◆ Records shown ◆
◇ ◇ ◇ ◇ ◇

PR #14393, opened 2023-03-24
[CI][microTVM] Enable USE_MICRO for mac and windows CI builds

alanmacd:
Enable USE_MICRO for mac and windows CI builds to ensure code building doesn't break for those platforms;

### DIFF
--- a/conda/recipe/bld.bat
+++ b/conda/recipe/bld.bat
@@ -27,6 +27,7 @@ cmake ^
       -DUSE_LLVM=ON ^
       -DUSE_RPC=ON ^
       -DUSE_CPP_RPC=ON ^
+      -DUSE_MICRO=ON ^
       -DUSE_SORT=ON ^
       -DUSE_RANDOM=ON ^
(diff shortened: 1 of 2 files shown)


mehrdadh:
@driazati Will these changes be tested in CI or it has to be from a committer?

leandron:
> @driazati Will these changes be tested in CI or it has to be from a committer?

So the GitHub action that runs on Windows seems to have picked up the proposed change: https://github.com/apache/tvm/actions/runs/4506447598/jobs/7933495133?pr=14393#step:4:335

Based on that, I'd say it already run in CI.

leandron (approved):
LGTM, thanks @alanmacd @mehrdadh

driazati:
Yeah as @leandron saw these do get tested, the only things that need to be from a branch in apache/tvm are the jenkinsfiles and associated scripts (anything in `ci/scripts/jenkins/*` and `ci/jenkins/generated/*`)

PR #14394, opened 2023-03-24
[Unity][IR] Purity Tracking

slyubomirsky:
In this PR, I am beginning to implement the tracking of function purity as part of the `StructInfo` system. This will allow the compiler to enforce that no impure function (one that can possibly have visible side effects) can be called in a `DataflowBlock`. Tracking this requires noting which operators are pure or impure (I am presently doing this with an operator attribute called `FPurity`, a simple boolean), though dealing with calls to other Relax functions means that this information must also be tracked via the `StructInfo` system. 

Additionally, it is difficult to infer the purity of a function in the general case (when there are calls to other Relax functions), so this change does require users to annotate impure functions using a new field on functions, `is_pure` (in TVMScript, this can be done using `R.is_pure()` or `R.is_impure()`). Since most Relax functions are likely to be pure and purity is the default assumption, this will hopefully not be a large imposition on users. We can consider inferring purity in the easier cases, since those are likely to be common.

Note that `PackedFunc`s are conservatively treated as impure. However, in situations where they are needed inside a dataflow block, a call to a `PackedFunc` that is, in reality, pure can be done via the new operator `call_pure_packed` or the existing operator `call_dps_packed` (it is assumed that any `PackedFunc` used with it will be pure). (Similarly, a new operator `invoke_pure_closure` is introduced as a counterpart to `invoke_closure` for dealing with closure objects, though this really should only come up with the `LambdaLifting` pass.)

As an "escape hatch" to the purity system, one can use the attribute `relax.force_pure`, which indicates to the compiler to treat the entire function as pure even if it contains an impure call. Additionally, even though `PackedFunc`s are normally treated as impure, a user can use `call_pure_packed` or `call_dps_packed` to call `PackedFunc`s in dataflow blocks when appropriate. These can be used to deal with the following situations:
1. A function does side effects but only on a value that will not be exposed anywhere else or on a new value that will be returned. Even though the individual actions are "impure," the overall function fulfills the definition of being pure. `relax.force_pure` would be useful here.
2. A `PackedFunc` is, in reality, pure. `call_pure_packed` or `call_dps_packed` are useful in this situation.

Changes include:
* Enforcing that impure functions are not used in `DataflowBlock`s in the well-formed check.
* Enforcing that functions that are not labeled impure do not contain impure calls (unless `relax.force_pure` is set).
* Implementing the `call_pure` operator

Still to be done:
- [x] Label purity for all operators
- [x] Address certain tricky bugs

(Also address the design concerns below)

----

The process of implementing purity tracking has revealed a few issues that may require some further design discussion.

## Labeling purity or impurity

Using function attributes to label purity/impurity seems very messy. It might be worth making this part of the `Function` node's AST to avoid having to wrangle attributes in many places in the codebase.

## ~~The treatment of `call_pure`~~

~~`call_pure` presents a dilemma because many passes look for calls to certain operators, but with `call_pure`, these would be "wrapped" like so: `Call(Op("relay.call_pure"), [inner_op, arg1, ..., argn], attrs, sinfo_args)`. In the posted PR, many passes needed to be revised to look for instances of `call_pure` so that they could be treated the same as calls to ordinary operators. It might cause less disruption to passes to turn `call_pure` into a specialized AST node that literally wraps a call node. This way visitors or mutators could have an easy default case and the lower-level code generation passes could simply ignore the `call_pure` node and deal with the wrapped call. As painful as introducing a new AST node would be, it would likely be more maintainable than having every pass have to have a special case for the `call_pure` operator.~~

The more restricted `call_pure_packed`/`invoke_pure_closure` are less likely to come up in passes and so are less likely to need special handling.

## Staging

Related to the above issue, having purity tracking in the well-formedness analysis means that even low-level passes like `VMLowerBuiltin`, which replaces some Relax operators with `PackedFunc`s (treated as impure by default, as they are in principle dangerous black boxes), have to insert calls to `call_pure` to avoid triggering purity errors. Perhaps it might be useful to ignore purity by the time we reach lower stages of compilation, much as the `ToNonDataflow` pass is used in the VM build process to eliminate `DataflowBlock`s.

**Update**: Based on the TVM Unity Community Meeting on Mar. 28, 2023, I've provisionally adopted a variant of this approach thanks to a suggestion by @tqchen. Namely, there is a pass called `RemovePurityChecking` that simply adds the `ForcePure` attribute to all pure functions and unwraps all invocations of `call_pure_packed`, `call_pure_dps_packed`, and `invoke_pure_closure`. This allows lower-level passes to remain unchanged and not to have to consider purity at all. It is inserted after `ToNonDataflow` in the `build()` function in `vm_build.py`.

**Update 2**: Thanks to suggestions by @tqchen, I've made `is_pure` and `force_pure` into fields on functions rather than attributes and added syntactic sugar in TVMScript to make these easy to set.

**Update 3**: Per @tqchen's suggestion `force_pure` will be kept as an attribute instead. This is because it acts more as a direction to the compiler rather than an inherent property of a function.


tests/python/relax/test_analysis_contains_impure_call.py
```diff
@@ -0,0 +1,104 @@
...
+        body.blocks[0].bindings[0],
+        body.blocks[0].bindings[1],
+        body.blocks[0].bindings[-1],
+    ]
+    new_body = rx.SeqExpr([rx.BindingBlock(new_bindings)], body.body)
+
+    # if we didn't ignore the recursive call, the fact the var's StructInfo
+    # calls it impure would throw it off
+    assert not contains_impure_call(new_body, own_name=own_name)
+    assert contains_impure_call(new_body)
```
slyubomirsky, line 100: Somehow the second call fails. The `StructInfo` for the `GlobalVar` `recursive_impure` indicates that it is pure (which is wrong), whereas the `StructInfo` for `RecursiveTest["recursive_impure"]` (the `Function` node itself) correctly shows that it is impure. Why would this happen? Is there something in `block_builder.cc` that I would have to update?

I would greatly appreciate any help.

src/relax/transform/legalize_ops.cc
```diff
@@ -85,21 +87,46 @@ class LegalizeMutator : public ExprMutator {
...
+    // for call_pure, legalize the inner call
+    if (op == call_pure_op) {
+      auto inner_call = Call(call->args[0], Array<Expr>(call->args.begin() + 1, call->args.end()),
+                             call->attrs, call->sinfo_args);
+      auto res = VisitExpr_(inner_call.as<CallNode>());
+      if (res.as<CallNode>()) {
+        return WrapCallPure(Downcast<Call>(res));
+      }
+      return res;
+    }
```
slyubomirsky, line 111: One (of many) examples of having to have special handling for `call_pure`.

src/relax/backend/vm/vm_builtin_lower.cc
```diff
@@ -81,35 +83,59 @@ class VMBuiltinLowerMutator : public ExprMutator {
       }
       return ShapeExpr({ret});
     } else {
-      return Call(builtin_compute_alloc_shape_, {shape, DataTypeImm(dtype)}, Attrs(),
-                  {GetStructInfo(shape)});
+      // TODO(@slyubomirsky): Find a way to register these builtins as pure to avoid needing to emit
+      // call_pure each time
+      return WrapCallPure(Call(builtin_compute_alloc_shape_, {shape, DataTypeImm(dtype)}, Attrs(),
+                               {GetStructInfo(shape)}));
```
slyubomirsky, line 89: An example (one of many) of having to insert `call_pure` because of the use of `PackedFunc`s at low levels of compilation.

src/relax/op/op.cc
```diff
@@ -292,7 +349,10 @@ RELAY_REGISTER_OP("relax.invoke_closure")
     .set_num_inputs(2)
     .add_argument("closure", "Expr", "The VMClosure.")
     .add_argument("args", "Tuple", "The captured variables.")
-    .set_attr<FInferStructInfo>("FInferStructInfo", InferStructInfoInvokeClosure);
+    .set_attr<FInferStructInfo>("FInferStructInfo", InferStructInfoInvokeClosure)
+    // TODO: This might be another case where we would want a macro or even use an attr.
+    // It may depend on the particulars of the closure
+    .set_attr<Bool>("FPurity", Bool(false));
```
slyubomirsky, line 355: Here is an example where using a simple boolean for indicating the purity of an op might not work out. I don't know if there is any way to figure out whether a given VM closure is pure or not. 

Alternatively, if we take the view that we should not track purity past a certain point in compilation (e.g., by the time we get rid of dataflow blocks), maybe this is less of an issue.

tests/python/relax/test_analysis_contains_impure_call.py
```diff
@@ -0,0 +1,104 @@
...
+
+    assert not contains_impure_call(PureTest["pure_func"])
+
+
+def test_simple_impure_case():
+    @tvm.script.ir_module
+    class ImpureTest:
+        @R.function
+        def impure_func() -> R.Object:
+            R.func_attr({"IsPure": False})
```
slyubomirsky, line 42: I plan on adding syntactic sugar for the purity attributes (`IsPure` and `ForcePure`).

tests/python/relax/test_analysis_contains_impure_call.py
slyubomirsky: Bug fixed. It had to do with the parsing of function declarations (attributes were not normally parsed at that point).

python/tvm/script/parser/relax/parser.py
```diff
@@ -220,7 +220,30 @@ def visit_tvm_declare_function(self: Parser, node: doc.FunctionDef) -> GlobalVar
...
+                if isinstance(key, doc.Constant) and key.value == "IsPure":
+                    index = i
+                    break
+            if index is not None:
+                val = item.value.args[0].values[index]
+                if isinstance(val, doc.Constant):
+                    purity = bool(val.value)
+                    attrs = make_node("DictAttrs", IsPure=purity)
+
+    func_signature = relax.Function.create_empty(params, ret_sinfo, attrs=attrs)
```
slyubomirsky, line 246: This seems very messy, but it was needed to prevent a bug where a function would be parsed and the global var would have the wrong `StructInfo` (the GV would be pure even if the function was impure). It turned out to be due to the parsing of function declarations.

We could consider some alternatives, like using a decorator for purity/impurity instead of an attribute, or checking the types of global vars during normalization.

slyubomirsky:
This will probably keep failing tests because lots of them depend on syntactic matches and this has messed up a lot of it. I will start going through them, but some have proven very difficult to debug.

tests/python/relax/test_tvmscript_parser.py
```diff
@@ -1309,6 +1309,9 @@ def add(
 
         @R.function
         def main(x: R.Tensor((2, 4), dtype="float32")) -> R.Tensor((10,), dtype="float32"):
+            # slight hack: normally, we would prefer to use True, but the func attrs, when printed,
+            # will have it as 1, so it would fail roundtripping otherwise
+            R.func_attr({"ForcePure": 1})
```
slyubomirsky, line 1314: @yongwww, would you happen to know how I could avoid this (print the attribute as `True` instead of 1)? It's not super-pressing, but it would help for roundtripping

More important: Would you be able to advise how we could have a special case in the pretty-printer for `call_pure`? I would like to show it properly wrapping the "inner call"

src/relax/backend/vm/vm_builtin_lower.cc
slyubomirsky: No longer needed with `RemovePurityChecking`

slyubomirsky:
More general question (maybe one to leave to a community meeting): Where should we communicate that we expect certain passes to be run before others? We already have `ToNonDataflow` and this PR adds `RemovePurityChecking`. I also saw that a line in `VMShapeLower` indicates that it expects `LambdaLifting` to have already been used.

src/script/printer/relax/call.cc
```diff
@@ -132,13 +132,75 @@ Optional<ExprDoc> PrintCallTIRDPSPacked(const relax::Call& n, const ObjectPath&
...
+  // is the _format_ string, or else roundtripping will fail
+  // (the format string will be interpreted as an argument and there will be a new default format
+  // string given)
+  ExprDoc first_arg = d->AsDoc<ExprDoc>(n->args[0], n_p->Attr("args")->ArrayIndex(0));
+  Array<ExprDoc> args;
+  for (size_t i = 1; i < n->args.size(); i++) {
+    args.push_back(d->AsDoc<ExprDoc>(n->args[i], n_p->Attr("args")->ArrayIndex(i)));
+  }
+  return Relax(d, "print")->Call(args, {"format"}, {first_arg});
+}
```
slyubomirsky, line 183: One would think this isn't related to these changes at all, but in the process of testing roundtripping for `call_pure`, I discovered roundtripping bugs for `print` and `assert_op` (both having to do with their format strings).

tests/python/relax/test_transform_legalize_ops_manipulate.py
```diff
@@ -1080,7 +1081,8 @@ def main(x: R.Tensor(("a", "b", "c"), "float32")) -> R.Tensor(("b", 1), "float32
     # fmt: on
 
     mod = LegalizeOps()(CollapseSumTo)
-    tvm.ir.assert_structural_equal(mod, Expected)
+    # TODO(@relax-team): Uncomment when this is supported
+    # tvm.ir.assert_structural_equal(mod, Expected)
```
slyubomirsky, line 1085: These were giving false negatives for my IDE due to having an undefined variable. We probably should not keep tests that don't work

tests/python/relax/test_codegen_dnnl.py
```diff
@@ -72,6 +72,7 @@ def test_dnnl_offload():
 
     seq = tvm.transform.Sequential(
         [
+            relax.transform.RemovePurityChecking(),
```
slyubomirsky, line 75: This is another case where communicating expectations on phase ordering might be helpful. Do we want to deal with `call_pure` in codegen passes and the like? Probably not.

src/relax/transform/run_codegen.cc
```diff
@@ -102,7 +102,13 @@ class CodeGenRunner : ExprMutator {
...
           func = (*RemoveFuncAttrFunc)(func, attr::kCodegen);
           builder_->UpdateFunction(gvar, func);
-          return create_call_dps_packed(new_func, func->ret_struct_info);
+          // preserve the purity: if the func was originally pure, wrap call_pure
+          bool purity = GetStructInfoAs<FuncStructInfoNode>(gvar)->purity;
+          auto ret = create_call_dps_packed(new_func, func->ret_struct_info);
+          if (purity) {
+            return WrapCallPure(ret);
+          }
+          return ret;
```
slyubomirsky, line 111: This is another case where being clear about staging might make some of this reasoning unnecessary. We do codegen before doing the VM build in `test_codegen_dnnl.py`, so I wasn't sure if I should have eliminated dataflow blocks. The fusion passes seem to rely on having dataflow blocks, so I can't trivially get rid of purity checking and `call_pure` before fusion (unless we also disable checking purity from the well-formed check).

src/relax/op/op.cc
```diff
@@ -177,7 +227,9 @@ TVM_REGISTER_OP("relax.call_builtin_with_ctx")
     .set_num_inputs(4)
```
yongwww, line 227: just noticed this should be 2, it is not related to your change...

src/relax/op/op.cc
```diff
@@ -177,7 +227,9 @@ TVM_REGISTER_OP("relax.call_builtin_with_ctx")
...
     .add_argument("func", "Expr", "The builtin packed func.")
     .add_argument("args", "Tuple", "The input arguments.")
-    .set_attr<FInferStructInfo>("FInferStructInfo", InferStructInfoCallBuiltinWithCtx);
+    .set_attr<FInferStructInfo>("FInferStructInfo", InferStructInfoCallBuiltinWithCtx)
+    // TODO(relax-team): Please verify if these are normally impure or not
```
yongwww, line 231: seems the existing builtin packedfuncs are pure

src/relax/op/tensor/manipulate.cc
```diff
@@ -1357,7 +1370,8 @@ TVM_REGISTER_OP("relax.cumsum")
     .set_attrs_type<CumsumAttrs>()
     .set_num_inputs(1)
     .add_argument("data", "Tensor", "The input tensor.")
-    .set_attr<FInferStructInfo>("FInferStructInfo", InferStructInfoCumsum);
+    .set_attr<FInferStructInfo>("FInferStructInfo", InferStructInfoCumsum)
+    .set_attr<Bool>("FPurity", Bool(true));
```
yongwww, line 1374: will we run into issue if FPurity is not specified explicitly?

slyubomirsky: We should specify it explicitly. I have an assert in the well-formedness checker that it's defined.

python/tvm/relax/analysis/analysis.py
```diff
@@ -276,6 +276,34 @@ def has_reshape_pattern(func: tir.PrimFunc) -> bool:
     return _ffi_api.has_reshape_pattern(func)  # type: ignore
 
 
+def contains_impure_call(expr: Expr, own_name: Optional[Union[Var, GlobalVar]] = None) -> bool:
+    """
+        Check if the given expression (likely a function body) contains any impure calls.
```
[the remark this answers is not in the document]
slyubomirsky: Will do, thanks

src/relax/op/op.cc
slyubomirsky: Good observation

◇ ◇ ◇ ◇ ◇

◆ Prompt ◆
Your output should be an exact copy of the lines from the one containing "slyubomirsky: We should" through the last line of the data above.

◆ Output of the task ◆
slyubomirsky: We should specify it explicitly. I have an assert in the well-formedness checker that it's defined.

python/tvm/relax/analysis/analysis.py
```diff
@@ -276,6 +276,34 @@ def has_reshape_pattern(func: tir.PrimFunc) -> bool:
     return _ffi_api.has_reshape_pattern(func)  # type: ignore
 
 
+def contains_impure_call(expr: Expr, own_name: Optional[Union[Var, GlobalVar]] = None) -> bool:
+    """
+        Check if the given expression (likely a function body) contains any impure calls.
```
[the remark this answers is not in the document]
slyubomirsky: Will do, thanks

src/relax/op/op.cc
slyubomirsky: Good observation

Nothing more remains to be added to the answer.